Dietary Fiber and Intestinal Microbiota
Direct Fiber Supplementation on Microbial Composition
The complex carbohydrates and plant polysaccharides indigestible by monogastric animals provide an essential fermentative substrate to the microbiome (including bacteria, fungi, protozoa, and archea) and are known to impact bacterial composition, diversity, and metabolic capabilities (40). It is likely the microbiome as whole that contributes to fiber breakdown; however, only the role bacteria play in this complex process has been well-defined. The GIT of poultry and swine are highly diverse containing over 1,000 bacterial species mainly belonging to predominant phyla Firmicutes, Bacteroidetes, and Proteobacteria (41–43). It must be taken into consideration that the nutritional and health benefits residing bacteria provide to their host is a result of the entire community and their metabolic capabilities, not the presence or absence of a single species. It is through glycoside hydrolases, polysaccharide lyases, and carbohydrate esterases that gut- associated bacterial communities are able to breakdown and ferment complex carbohydrates into SCFAs (44).

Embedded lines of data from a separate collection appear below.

PR #545, opened 2023-04-18
Fix bug in make_cannonical, make Child.ref a macro

FelonEkonom:
Related Jira tickets:
 - https://membraneframework.atlassian.net/browse/MC-169
 - https://membraneframework.atlassian.net/browse/MC-170

### DIFF
--- a/lib/membrane/child.ex
+++ b/lib/membrane/child.ex
@@ -29,8 +29,16 @@ defmodule Membrane.Child do
 
   defmacro ref(name, options) do
     case __CALLER__.context do
-      :match -> ref_in_a_match(name, options)
-      _not_match -> ref_outside_a_match(name, options)
+      :match ->
+        Macro.expand(options, __CALLER__)
+        |> Access.fetch(:group)
+        |> case do
+          {:ok, group_ast} -> ref_in_a_match(name, group_ast)
+          :error -> raise "Improper options. The options must be in form of [group: group]."
+        end
+
+      _not_match ->
+        ref_outside_a_match(name, options)
     end
   end
 
@@ -40,7 +48,7 @@ defmodule Membrane.Child do
     end
   end
 
-  defp ref_in_a_match(name, group: group) do
+  defp ref_in_a_match(name, group) do
     quote do
       {
         unquote(__MODULE__),
--- a/lib/membrane/child.ex
+++ b/lib/membrane/child.ex
@@ -6,7 +6,6 @@ defmodule Membrane.Child do
   import Membrane.Bin, only: [is_bin_name?: 1]
 
   alias Membrane.{Bin, Element}
-  @default_ref_options [group: [default: nil]]
 
   @type name :: Element.name() | Bin.name()
   @type group() :: any()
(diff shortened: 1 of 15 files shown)


lib/membrane/child.ex
```diff
@@ -21,22 +20,68 @@ defmodule Membrane.Child do
...
+    end
+  end
+
+  defp ref_in_a_match(name) do
+    quote do
+      unquote(name)
+    end
+  end
+
+  defp ref_in_a_match(name, group: group) do
```
varsill, line 43: Right now, when the user passes an improper list of options to the `Child.ref` in `match` context, an error saying that the "`ref_in_a_match` function couldn't be matched" is raised. How about adding the following function clause:
```
 defp ref_in_a_match(_name, improper_options) do
    raise "Improper options: #{inspect(improper_options)}. The options must be in form of [group: group]."
  end
```

varsill: Perhaps I am running into the future to much, but I also wonder if we should allow the user to match on the whole options list, that is - to fetch the `opts` from the following match case: `Child.ref(child_name, opts) = child`.

lib/membrane/child.ex
```diff
@@ -21,22 +20,68 @@ defmodule Membrane.Child do
...
+  defmacro ref(name, options) do
+    case __CALLER__.context do
+      :match -> ref_in_a_match(name, options)
+      _not_match -> ref_outside_a_match(name, options)
+    end
+  end
+
+  defp ref_in_a_match(name) do
+    quote do
+      unquote(name)
```
varsill, line 39: why would we want to allow for such a match: `Child.ref({Membrane.Child, _, _}) = {Membrane.Child, :group, :name}`?

varsill (changes requested):

test/membrane/integration/accepted_format_test.exs
```diff
@@ -89,6 +89,7 @@ defmodule Membrane.StreamFormatTest do
   defp assert_down(module) do
     assert_receive({:my_pid, ^module, pid})
     Process.monitor(pid)
-    assert_receive({:DOWN, _ref, :process, ^pid, {%Membrane.StreamFormatError{}, _stacktrace}})
+    assert_receive({:DOWN, _ref, :process, ^pid, reason})
+    assert match?({%Membrane.StreamFormatError{}, _stacktrace}, reason) or reason == :noproc
```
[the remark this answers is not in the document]
FelonEkonom: When `pid` dies before `Process.monitor`

lib/membrane/element/base.ex
```diff
@@ -243,13 +243,20 @@ defmodule Membrane.Element.Base do
 
   Options:
     - `:bring_pad?` - if true (default) requires and aliases `Membrane.Pad`
+    - `:bring_child?` - if true (default) requires and aliases `Membrane.Child`
```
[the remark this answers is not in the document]
FelonEkonom: Element still can use it to match on it's own name

lib/membrane/child.ex
FelonEkonom: I don't, but I cannot check in inside a match :shit:

varsill (approved):

test/membrane/integration/accepted_format_test.exs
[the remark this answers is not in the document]
mat-hek: This approach smells, if the reason is `:noproc` then the element could have died for any reason or even never started. The appropriate way would be to monitor the process when we're sure it should be still alive or use start_link

mat-hek (approved):

mat-hek (approved):

PR #168, opened 2015-11-02
Peer: cache score ranges

rf:
r @jcorbin @Raynos 

Caches ranges on the peer object.
Ranges, no caching: https://people.uberinternal.com/~rf/ranges.svg
cached: https://people.uberinternal.com/~rf/range-cache.svg


blampe:
Is distribution still even with this?

rf:
Yes -- this caches the possible range from which we choose randomly; we don't cache the randomness.

jcorbin:
lgtm

jcorbin:
Even better, :100:

PR #170, opened 2015-11-03
Fix peer heap

rf:
r @jcorbin @Raynos 

Peer heap of ranges. Heap is organized using range max. Passes all tests and is faster than linear:

https://people.uberinternal.com/~rf/no-peer-heap.svg
https://people.uberinternal.com/~rf/peer-heap.svg

Brings peer selection from ~3.5% of process to 2.1%.


Raynos:
how about 0.5%.

How do we get there ?

peer_heap.js
```diff
@@ -24,85 +24,79 @@ module.exports = PeerHeap;
...
 
-    if (!self.array.length) {
-        return null;
-    }
-
-    var el;
-    if (filter) {
-        el = self._chooseFilteredEl(threshold, filter);
+    var chosenPeer = null;
+    var maxRangeStart = self.array[0].range.lo;
```
jcorbin: how about introduce `var el` (formerly from L61 below) here, and have `var el = self.array[0];`.

peer_heap.js
```diff
@@ -24,85 +24,79 @@ module.exports = PeerHeap;
...
     var self = this;
 
-    if (!self.array.length) {
-        return null;
-    }
-
-    var el;
-    if (filter) {
-        el = self._chooseFilteredEl(threshold, filter);
+    var chosenPeer = null;
```
jcorbin: `if (!self.array) return chosenPeer;` ?

jcorbin:
Let's update, or remove if dead, all other paths that use `el.score` to also now use/update el.range; e.g. `PeerHeapElement#rescore`.

rf:
After staring at a lot of Hydrogen IR I was able to squeeze it down a little more:
https://people.uberinternal.com/~rf/peer-heap-opt.svg

By caching the range los and his and inlining the getScore function (which just randomly chooses within the range anyway) it gets about twice as fast since they're stored as an array of unboxed doubles.

jcorbin:
Fantastic work @rf, can we get this past test sand landed soon?

peer_heap.js
```diff
@@ -40,69 +46,62 @@ PeerHeap.prototype.choose = function choose(threshold, filter) {
...
+            // This range ends before the range with the largest start begins,
+            // so it can't possibly be chosen over any of the ranges we've
+            // seen. All ranges below this one have a smaller end, so this
+            // range and any below it can't be chosen.
+            continue;
+        } else if (!filter || filter(el.peer)) {
+            maxRangeStart = Math.max(maxRangeStart, self.rangelos[i]);
+
+            // INLINE of TChannelPeer#getScore
+            var lo = self.rangelos[i];
```
Raynos: How much does this inlining help ?

Raynos: Can we at least create a function in this file and have v8 inline that function for us.

Raynos:
Let's get tests passing and then ship it.

peer_heap.js
rf: Yes, we can do that. It has a huge improvement because it removes the need for the range hi/lo property lookups. Instead, they're in a contiguous array, which improves cache locality.

Raynos: Whatever; inline that shit.

Raynos:
DO IT.

jcorbin:
:100: (please `git rm test/lib/peer_score_random.js`)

The microbial process of fiber fermentation is considerably more variable than host macronutrient digestion due to the range in fiber sources and the physicochemical properties of that fiber (i.e., solubility, viscosity, and water-holding capacity) (31). Recently recognized in humans is the substantial effect colonic transit time has on microbial composition (45). Therefore, soluble fiber has the ability to increase the viscosity of intestinal digesta and the transit time, hence increased intestinal mass. Retained digesta in intestinal lumen for longer time provides opportunity for proliferation of selective microbiota. This might be the probable mechanism which cause fiber and its type alter microbial profiles. Resistant starches are also involved in increasing the viscosity of digesta. However, RS are easily degraded to small molecular weight residue whereas DF are more resistant to depolymerization. This might be the reason for RS to have better response than DF. In weaned and growing pigs, changing passage rate and site of digestion of starch from the proximal to distal intestine through the inclusion of purified resistant starch selectively promotes bifidobacteria (46, 47) and lactobacilli as reviewed in a recent meta-analysis (48). Fermentable fiber from barley high in β-glucans also shifts the site of nutrient digestion from the small to large intestine subsequently increasing relative abundance of Firmicutes genera; Dialister, Sharpea, and Ruminococcus (49). However, increasing digesta viscosity in poultry with soluble fiber (barley β-glucans or wheat arabinoxylans) can be detrimental to growth and has shown to favor expansion of potential pathogens, E. coli and Clostridium perfringens (50–52). Viscosity caused by certain fiber results in villus cell loss as it prevents the enterocytes from reaching to the nutrients. Long term impact of such fiber inclusion results in atrophy of villi. Supplemental enzyme has shown positive response in minimizing this impact (23). The villus height to crypt depth ratio is a useful criterion for estimating the likely digestive capacity of the small intestine. In pigs, arabinoxylans enrich butyrogenic species and others commensals including Faecalibacterium prausnitzii, Rosburia intestinalis, Blautia coccoides, Eubacterium, rectale, Bifidoabcterium, and Lactobacillis spp. (53). A more in depth review of how specific fiber types and feed ingredients promote beneficial bacteria can be found elsewhere (8).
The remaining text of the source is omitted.